The other question that remains for consideration on this aspect of the judgment of the Court of Appeal is whether, assuming there were exceptional circumstances, the court was justified in setting aside on the merits the order of the learned District Judge. The learned District ' Judge vacated the enjoining order, for the sole reason that the plaintiff had, at the time it applied for an interim injunction and obtained the enjoining order, suppressed and/or failed to disclose a material fact. This non-disclosure related to the order made by the Primary Court Judge on 31.8.1984 upon the filing by the Police of an information under s.66 of the Primary Court Procedure Act, No. 44 of 1979, as set out above. The Court of Appeal took the view that in the circumstances of the instant case the failure on the part of the plaintiff to disclose this particular fact did not amount to a wilful suppression of a material fact warranting the vacation of the enjoining order by the learned District Judge. In view of the conflicting views taken by the District Court and the Court of Appeal on this point, it is necessary to refer in somewhat detail to what led to and actually transpired in the proceedings that were instituted in the Primary Court. It is not in dispute that the day before proceedings were commenced in the Primary Court, the 2nd defendant and shortly thereafter Samarakoon made statements to the Police-vide R20 and P3 respectively. In the information furnished to court by the Police the names of five persons were mentioned of whom the 2nd and 3rd defendants were referred to as the first party and Samarakoon as the second party. The
information mentioned, inter, alia, that the first: party had on 30.8.1984 without any intimation to the second party forcibly taken the management of the hotel which had been managed by the plaintiff from 7.7.1983 up to that date. The report requests the Primary Court to make an interim order in terms of s. 66 (1) (b) of the Act. The correct section is s. 67 (3). On the very-day that the report was filed (31.8.1984) in court, the 2nd defendant and Samarakoon appeared personally and were represented by counsel. The 3rd defendant was absent but was represented by counsel. Learned President's Counsel for Samarakoon (Mr. Daya Perera) tendered to court an affidavit from Samarakoon together with a copy of the Agreement P 1 and moved for an interim restraining order under s. 67 (3) According to this affidavit the interim order sought was to restrain the three defendants (including the 1st defendant) from interfering with and obstructing the exercise of the lawful rights of the plaintiff, Samarakoon and their employees and agents. The caption in Samarakoon's affidavit cited the plaintiff as the 1st respondent, himself as the 2nd respondent, the 1st defendant as the 3rd respondent, the 2nd defendant as the 4th respondent and the 3rd defendant as the 5th respondent. The application of Mr. Daya Perera, P.C. was resisted by counsel appearing for the 2nd and 3rd defendants. After hearing the submissions of counsel the learned Primary Court Judge in his order, after referring to the fact that learned President's Counsel asked for an interim restraining order, stated as follows
"Whilst at this- stage refusing the application for an interim injection under s.67(3) of the Primary Courts Procedure Act, I inform Mr. Daya Perera, Senior Attorney, that this court will consider the affidavit and the document 1 R 1 submitted to court by Mr. Daya Perera, Senior Attorney. Further affix a notice on the land and report through Fiscal. Call case on 13.9.1984 for affidavits from both parties."
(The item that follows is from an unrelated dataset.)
PR #5331, opened 2025-08-22
AO3-6484 Bypass CSS blurb cache if pseuds loaded

weeklies:
## Issue

https://otwarchive.atlassian.net/browse/AO3-6484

This order was made by the Primary. Court Judge on 31.8.1984 (Friday) and on 3.9.1984 (the following Monday) the plaint in the present action was filed in the District Court.
At the hearing before the learned District Judge into the defendant's application to vacate the enjoining order, a copy of the proceedings of the Primary Court held on 31.8.1984 were produced marked A20 on behalf of the defendants. Vehement objection was taken to its production by counsel for the plaintiff but was, in my view very rightly, overruled by the learned District Judge. This objection does not appear to have been pursued by the plaintiff in the Court of Appeal at the hearing into the revision application. Be that as it may, it was sought to be resuscitated before us by learned Queen's Counsel for
the plaintiff. Upon a perusal of the written objections filed by the defendants in the District Court on 12.9.1984 to the enjoining order, in which there is a reference to documents A 1 to A 19 and thereafter to R 21 (which should read A21) but no reference to A20, the motion dated 1.10.1984 seeking to amend paragraph 16 of the petition of objections by inserting a reference to A20 (notice of which was sent to the plaintiff's attorney-at-law by registered post), the observations of the learned District Judge that he had read this document at an earlier stage of the proceedings and also the fact that it was a certified copy of the Primary Court proceedings held on 31.8.1984 to which the plaintiff's General Manager, Samarakoon, and the defendants were parties, I am of the view that it was rightly admitted by the learned District Judge and that the objection raised on behalf of the plaintiff on 8.10.1984 that it has not been produced according to law was belated and without merit. A20 establishes:
(a) that the Police requested court to make an interim order;
(b) that Samarakoon in his affidavit stated that on 30.8.1984 the 2nd and 3rd defendants with the object of gaining control of the hotel without notice caused a gang of about 30 thugs to enter the hotel forcibly obstructing the mangement of the hotel and ejected him and the security officers therefrom resulting in irreparable loss and damage to the plaintiff;
(c) that Samarakoon in his affidavit asked, by way of interim relief, for an order ejecting the said thugs from the hotel and restraining the 3 defendants from obstructing or interfering with the lawful rights of the-plaintiff, himself and their employees and agents;
(d) that Mr. Daya Perera,' P.C. stated to court that in view of the tourists already in the hotel and of more to arrive it became necessary to ask for an interim injunction;
(e) that the court in its order referred to the fact that Mr. Daya Perera, P.C. asked for an interim injunction in terms of s.67(3);
(f) and that the court refused at that stage the application for an interim injunction but informed Mr. Daya Perera that he will consider the affidavit (of Samarakoon) and the document 1 R 1 (the agreement) submitted by him to. court.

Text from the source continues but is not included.